That does sound like a nice idea! It does however show the issue with the way many stores are laid out, imagine if someone tipped, and received a bad drink, they may then feel hard done by, or even screwed around.

It seems again about the balance between speed and reducing the need for staff training, combined with bad idea's that have caught on.

Chris


----------



## SeamusMcFlurry (Jul 9, 2008)

Again, working in a train station (God, I'm sick of saying that...) we're limited to how we can set ourselves out, but we do get a lot of return buisness, which is enough of a tip in itself. Like I said earlier, who needs tip money when you've got a rich student buying everyone's drinks!


----------



## ross (Aug 6, 2008)

tipping in this country really doesn't work. people struggle to understand that they should be tipping for that 3 course meal they had, let alone that single drink someone made for them in 2/3 minutes.

we have absolutely no history of tipping (at least in the last century) and most people really see that the price for a cup of coffee includes the service.

it's one of the reasons that food and drink in this country went down the pan because it's not a viable option to work in food service forever because it doesn't pay your bills, i'd even argue to say it doesn't enable you to live comfortably.

if you look at american baristas can probably make $10-13 an hour with tips, in london i imagine you'd be looking at 7-8max.

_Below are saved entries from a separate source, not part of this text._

PR #291, opened 2015-07-02
fixing bug

Macbull:
Worker model don't have owner attribute. we need a new permission for this.

### DIFF
--- a/crowdsourcing/viewsets/worker.py
+++ b/crowdsourcing/viewsets/worker.py
@@ -47,7 +47,7 @@ class WorkerViewSet(viewsets.ModelViewSet):
     queryset = Worker.objects.all()
     serializer_class = WorkerSerializer
     lookup_field = 'profile'
-    permission_classes = [IsOwnerOrReadOnly]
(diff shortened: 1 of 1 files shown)


crowdsourcing/viewsets/worker.py
```diff
@@ -47,7 +47,7 @@ class WorkerViewSet(viewsets.ModelViewSet):
     queryset = Worker.objects.all()
     serializer_class = WorkerSerializer
     lookup_field = 'profile'
-    permission_classes = [IsOwnerOrReadOnly]
+    # permission_classes = [IsOwnerOrReadOnly]
```
dmorina: because?

Macbull: Worker model does not have any 'owner' attribute

dmorina: ok, i see, then either this permission class needs to be updated OR the user can only update his own data

dmorina: merging for now

PR #293, opened 2015-07-02
Requester profile 

Macbull:
Adding some fields to serializer for requester profile


crowdsourcing/models.py
```diff
@@ -140,9 +140,9 @@ class Project(models.Model):
     name = models.CharField(max_length=128, error_messages={'required': "Please enter the project name!"})
     start_date = models.DateTimeField(auto_now_add=True, auto_now=False)
     end_date = models.DateTimeField(auto_now_add=True, auto_now=False)
-    owner = models.ForeignKey(Requester, related_name='project_owner')
+    owner = models.ForeignKey(Requester, related_name='projects_owned')
```
dmorina: wrong related name

crowdsourcing/models.py
```diff
@@ -140,9 +140,9 @@ class Project(models.Model):
...
     description = models.CharField(max_length=1024, default='')
-    collaborators = models.ManyToManyField(Requester, through='ProjectRequester')
+    collaborators = models.ManyToManyField(Requester, through='ProjectRequester', related_name='projects_collaborated')
```
dmorina: collaborators :)

crowdsourcing/serializers/requester.py
```diff
@@ -2,10 +2,26 @@
 
 from crowdsourcing import models
 from rest_framework import serializers
+import datetime
 
 class RequesterSerializer(serializers.ModelSerializer):
+    total_projects = serializers.SerializerMethodField()
+    current_projects = serializers.SerializerMethodField()
+    waiting_projects = serializers.SerializerMethodField()
+
```
dmorina: these functions are supposed to live under module

crowdsourcing/models.py
Macbull: I just thought tom make them more intuitive to use while using back-relations

crowdsourcing/serializers/requester.py
Macbull: but then we will need to pass extra parameter to module serializer ! 
PS : inspired from Worker REST API

crowdsourcing/models.py
dmorina: usually it's the related models combined

crowdsourcing/serializers/requester.py
dmorina: yeah, eventually worker would have to be updated to, let's not break the concept, it's ok to have a method in the module viewset which gets by requester or by worker

crowdsourcing/models.py
Macbull: oh! ok ! I will update these soon !

crowdsourcing/serializers/requester.py
dmorina: A serializer mainly deals with it's own Model and additional ones if any

Macbull: but these are only counts specific to a requester,  not specific to any module or project

dmorina: it doesnt matter, what matters is the object type and these are a list of modules so they go under ModuleSerializer

PR #304, opened 2015-07-06
fixed create userprofile api bug

lucamatsumoto:
I used the browser to test my fix at http://localhost:8000/api/profile/  
I also added unit test and test data but was unable to make it work because my test code did not properly load my test data. 
I included the data and unit test to show how I tested the code. 
Thank you :D let me know if you have questions.

### DIFF
--- a/crowdsourcing/models.py
+++ b/crowdsourcing/models.py
@@ -31,11 +31,17 @@ class Country(models.Model):
     created_timestamp = models.DateTimeField(auto_now_add=True, auto_now=False)
     last_updated = models.DateTimeField(auto_now_add=False, auto_now=True)
 
+    def __unicode__(self):
+        return u'%s' % (self.name)
+
 class City(models.Model):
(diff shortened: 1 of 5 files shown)


dmorina:
1. Address cannot be just an id
2. Username is the lookup_field so it wont be provided in the data itself

lucamatsumoto:
1. Are you suggesting including the entire address details in the create UserProfile payload, and then create a new Address entry at the same time?
I found that current /api/profile returns address as just id. That is why I assumed that address must be created separately via its own api up front. But if create should have the whole address details in the payload, should the apis to list and retrieve UserProfile show the details too?

2. Yes, username is for lookup, i.e. for retrieve and update. That is why I used the same for create api too for consistency. We need to point the auth user any way to create UserProfile. Should we use user id just for create api?

3. I also need comment out the test code since it is not working yet.

lucamatsumoto:
After chatting with Durim, we agreed on the payload and the strategy to fix this issue. I am closing this PR for now.

PR #309, opened 2015-07-07
Requester projects

Macbull:


crowdsourcing/viewsets/project.py
```diff
@@ -71,6 +71,12 @@ def list(self, request, *args, **kwargs):
         except:
             return Response([])
 
+    @list_route(permission_classes=[IsAuthenticated])
```
dmorina: methods=['get']

dmorina: remove permission_classes, it should be on Viewset level we have secured everything

PR #315, opened 2015-07-08
Enhancing GDrive Utilities

agarwal22megha:
1. Support file search by file name (relative to parent directory)


crowdsourcing/viewsets/google_drive.py
```diff
@@ -112,6 +112,13 @@ def list_files_in_folder(self, folder_id, q):
                 return message
         return file_list
 
+    def search_file(self, account_instance, file_title):
+         root_id = models.CredentialsModel.objects.get(account = account_instance).account.root
+         parentId = self.getPathId(root_id) #get the id of the parent folder
```
dmorina: you can fetch the root from accountmodel

PR #318, opened 2015-07-08
Task monitoring progression

aginzberg:
Integrated with my-projects and some front end work. It still needs some more front end work and testing - pretty close i think.


dmorina:
exclude migrations, and please pull latest changes, this modifies many things which is not supposed to happen

PR #326, opened 2015-07-09
homepage proposal claudia

saviaga:
homepage proposal Claudia

visit the homepage by going to http://localhost:8000/home


saviaga:
will open another, there is a file missing

PR #329, opened 2015-07-10
homepage proposal Claudia

saviaga:
Proposal for home page,  you visit the homepage by going to 
http://localhost:8000/home


dmorina:
we are not using FA, see material design icons
dont include the css here (put them in bower)
please follow the current developments, we are aiming for a clean simple design based in MD
is there a copyright for this image?

PR #330, opened 2015-07-12
Updates to Login Form, Signup Form, Footer, Brand name, Left Navbar, Time fields

shirishgoyal:
Handle error messages for Login and registration form
Add footer with contributors and social links
Add "Daemo" as brand name
Turn left navbar into responsive for different resolutions
Update time values to show as ago values
Wizard based design for Project Creation
Refactoring of functions for Wizard
Validations added for each step of wizard
Layout restructured for base template


nistala:
few things
- it's tough to review a PR with so many files, do we need 245 files for moment js? can u just check in the ones you're using?
- can u push this to an instance of heroku to review, I'm not sure what is needed to get it working.
- Are the changes to the layout based on suggestions from userresearch (if so, see point 1, it would be great to a demo for everyone to play with before checkin)

shirishgoyal:
1. Single PR with so many files - if PR is not pulled in quickly, all the new commits get added to same PR. If someone has a way to seperate them while PR doesn't get merged, please let me know. 
Moment JS - Personally I don't think bower libs should be part of git repository at all. I followed what was done before - See the commits to this folder before - https://github.com/crowdresearch/crowdsource-platform/tree/develop2/static/bower_components

2. Do we follow this approach of pushing to Heroku for all PRs?
Do DRIs review the commits by checkout before merging in?
No other DB/package level changes are needed for this PR apart from merging it. 

3.  All the changes in this PR are linked to issues with code, validation of fields and not layout modifications.

dmorina:
this PR has been reviewed long ago, at the submission time it had too many files too
the wizard layout breaks the UI principle, the idea is to keep it as simple as possible close to the Material Specs, there is no particular reason to limit the user to complete the information in any particular order (except in few questions)
do not add static files to git unless it's @nistala pushing to heroku

no need for social sites for now, contribs stay out as well

nistala:
@shirishgoyal 
1) We added bower components because our heroku deploys don't allow to install nodejs and python at the same time, the build pack ordering does nodejs first which doesn't build a python system - please refer to slack, there was a discussion about this. The problem is not with your commits but the sheer number of files that make it difficult for review.
2) Pushing to Heroku is outlined in the README - you don't need this PR to be merged to push to your heroku instance.
3) No, you've made many layout modifications, form fields including adding links that we haven't decided to add back(contributors).

PR #333, opened 2015-07-15
fixed create user profile api, added unit test

lucamatsumoto:
I fixed the user profile create api. Also, I added a unit test. If this is ok, I can fix the updates as well.

### DIFF
--- a/Vagrantfile
+++ b/Vagrantfile
@@ -74,7 +74,7 @@ Vagrant.configure(2) do |config|
      sudo apt-get update
      sudo apt-get install -y git nodejs nodejs-legacy npm python-pip python-dev postgresql-client postgresql postgresql-contrib postgresql-server-dev-all
      sudo npm install -g bower
-     sudo -u postgres psql postgres -c "CREATE USER vagrant;"
+     sudo -u postgres psql postgres -c "CREATE USER vagrant CREATEDB;"
      sudo -u postgres psql postgres -c "CREATE DATABASE crowdsource_dev ENCODING 'UTF8';"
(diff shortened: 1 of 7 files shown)


lucamatsumoto:
My unit test works fine on vagrant but not on Travis. Is this a database issue on Travis?

Vagrantfile
```diff
@@ -74,7 +74,7 @@ Vagrant.configure(2) do |config|
      sudo apt-get update
      sudo apt-get install -y git nodejs nodejs-legacy npm python-pip python-dev postgresql-client postgresql postgresql-contrib postgresql-server-dev-all
      sudo npm install -g bower
-     sudo -u postgres psql postgres -c "CREATE USER vagrant;"
```
dmorina: unnecessary change?

crowdsourcing/serializers/utils.py
```diff
@@ -9,21 +9,68 @@ class RegionSerializer(serializers.ModelSerializer):
...
+        return region
+
 
 class CountrySerializer(serializers.ModelSerializer):
+    region = RegionSerializer()
+
     class Meta:
         model = models.Country
 
+    def create(self, **kwargs):
```
dmorina: these are pre loaded by the system, the user will select from a dropdown or sth

Vagrantfile
lucamatsumoto: When I run unit test on Vagrant, it creates test_crowdsource_dev database by using vagrant account. Without adding CREATEDB, it didn't work.

PR #335, opened 2015-07-22
adding to contributor page

unPourToutEtToutPourUn:
not sure if i'm doing it correctly :( and how do i add a photo? 
image


dmorina:
only the route is not enough, we are not accepting these anymore.. we might add everyone at the end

i think even our currency doesn't help, again in the states the dollar bill is perfect for tipping but here i'd argue that £1 is probably too much so then you have to dig about with change and it becomes very awkward etc

i do tip when i feel someone is doing a good job and i would love to see tipping become more prominent with in the lower foodservice industries, but thanks to that stupid independent campaign i'm sure the world and his wife will probably never tip again.


----------



## adamfahn (Aug 8, 2008)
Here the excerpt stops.